The Kremlin has reassured opponents, saying that the conditions of placing of Eurobonds the most reliable in the world financial market. Though, because their guard is the IMF. According to the rules of the past, neither the Fund nor other financial institutions do not have the right to continue to lend to debtor countries if they did not return their debts or at least have not agreed on a scheme of refinancing.

If Eurobonds purchased by any government, then such a debt is considered “sovereign” — and it is not covered the condition for the write-off of loans applicable to private creditors. This is all extremely important in the context of debt obligations of Ukraine before Moscow.

The new Ukrainian authorities began to assert that this deal is a political “bribe” to Yanukovych, and threatened not to return the money. The Ministry of Finance of Ukraine consistently paid interest on bonds (just had to pay up to $150 million) until mid-2015.

Last autumn, the situation has deteriorated. Kiev with the support of the US government and the IMF failed to reach an agreement with the club of private creditors to write off 20% of debts owed to them (20 billion) and extension of loan payments from 2020 to 2027.

To some extent it could be called a victory for Kiev, because it was an important condition for the continuation of financial assistance to Ukraine from the IMF. Recall that in March 2015, the Fund has decided to allocate Square $17.5 billion within 5 years. The first tranche ($5.5 billion) was transferred in March, and the second ($1.7 billion) in August last year.

But the issue with Russia froze again. Kiev offered Moscow to join the club of private creditors to write off at least 20% of the debt ($600 million). Of course, Moscow has refused, insisting that sovereign loans are not written off. We proposed another option — to stretch the debt repayment for 3 years (from 2016 until 2018), and without the repayment of additional interest. But Kiev stood in the position and stated that it will not pay anything.

Our Finance Ministry had to file a lawsuit in London’s High court. In it, Moscow decided to punish the Ukrainians in full. In the lawsuit included: the requirement of return of the debt, fines and court costs. The prospect of winning Russia, experts say, is very high. As a result, we can strebovat from Ukraine $3 billion and $4 billion the First court session scheduled for January 17, 2017.

But Kyiv continues to resist, and the IMF is actually helping him. So, on September 14, a meeting of the Board of governors of the Fund (which includes representatives of Russia) which will consider the allocation of Ukraine of the third tranche.

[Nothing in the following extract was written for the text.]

PR #515, opened 2019-07-17
Fixing detail view and settings page logic error (boxMobile) [Android]

ryanml:
Related: https://github.com/brave/browser-android-tabs/issues/1858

According to the head of the Ministry of Finance of Russia Anton Siluanov, we will vote against. Indeed, in the case of approval of the IMF tranche will break your own rules. However, to block a positive decision alone, Russia will not work — not enough votes. But I feel that Ukraine is shaking hamstring. According to Alexander Danilyuk, Kiev is ready to negotiations with Moscow on a pre-trial settlement of the dispute. A meeting on this issue could take place in Washington in October.

But, obviously, that the Ukrainian government’s right hand knows what the left is doing. At the same time, the Minister of foreign Affairs of Ukraine Pavlo Klimkin said that Kiev will file a lawsuit against Russia in the international court of justice concerning violations of the UN Convention on law of the sea. Apparently, it concerns the coastal waters of the Crimea. But in such conditions any pre-trial agreements in other areas, however.

Although in recent years, actively rumors that Moscow will write off part of the Ukrainian debt, although we are talking about 20%, of course, is not. However, as stated by the press Secretary of Vladimir Putin Dmitry Peskov: “the Kremlin’s Position has not changed. We are talking about sovereign debt, confirmed the sovereign debt of Ukraine, which is subject to return”.